Record set:
PR #851, opened 2026-07-02
feat(sharing): server-rendered <head> meta + footer for share pages (#834)

fiddur:
Part 1 of the **#834** epic (rich link previews). Since the app is nginx + Express + PostgreSQL (Docker), not Vercel/Supabase as the issue assumed, this adapts the approach: nginx proxies the public share routes to the Express backend, which server-renders the `<head>`.

## What & why

JS-less crawlers (Facebook, Slack, LinkedIn, Discord, iMessage, Mastodon) never run the SPA, so a pasted `/u/...` link previewed only the generic **"Aurboda"** title. Now:

- **nginx** proxies `/u/*` → backend, which returns the same `index.html` with an injected, crawler-visible `<head>`: Open Graph + Twitter Card + `description` meta + schema.org JSON-LD. Browsers still hydrate the full SPA — only the head is enriched.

Directions for this task:
Everything from the line with "feat(sharing): server-rendered <head>" down to the final line above is to be retyped exactly. Leave the earlier lines out.

Solution to this task:
feat(sharing): server-rendered <head> meta + footer for share pages (#834)

fiddur:
Part 1 of the **#834** epic (rich link previews). Since the app is nginx + Express + PostgreSQL (Docker), not Vercel/Supabase as the issue assumed, this adapts the approach: nginx proxies the public share routes to the Express backend, which server-renders the `<head>`.

## What & why

JS-less crawlers (Facebook, Slack, LinkedIn, Discord, iMessage, Mastodon) never run the SPA, so a pasted `/u/...` link previewed only the generic **"Aurboda"** title. Now:

- **nginx** proxies `/u/*` → backend, which returns the same `index.html` with an injected, crawler-visible `<head>`: Open Graph + Twitter Card + `description` meta + schema.org JSON-LD. Browsers still hydrate the full SPA — only the head is enriched.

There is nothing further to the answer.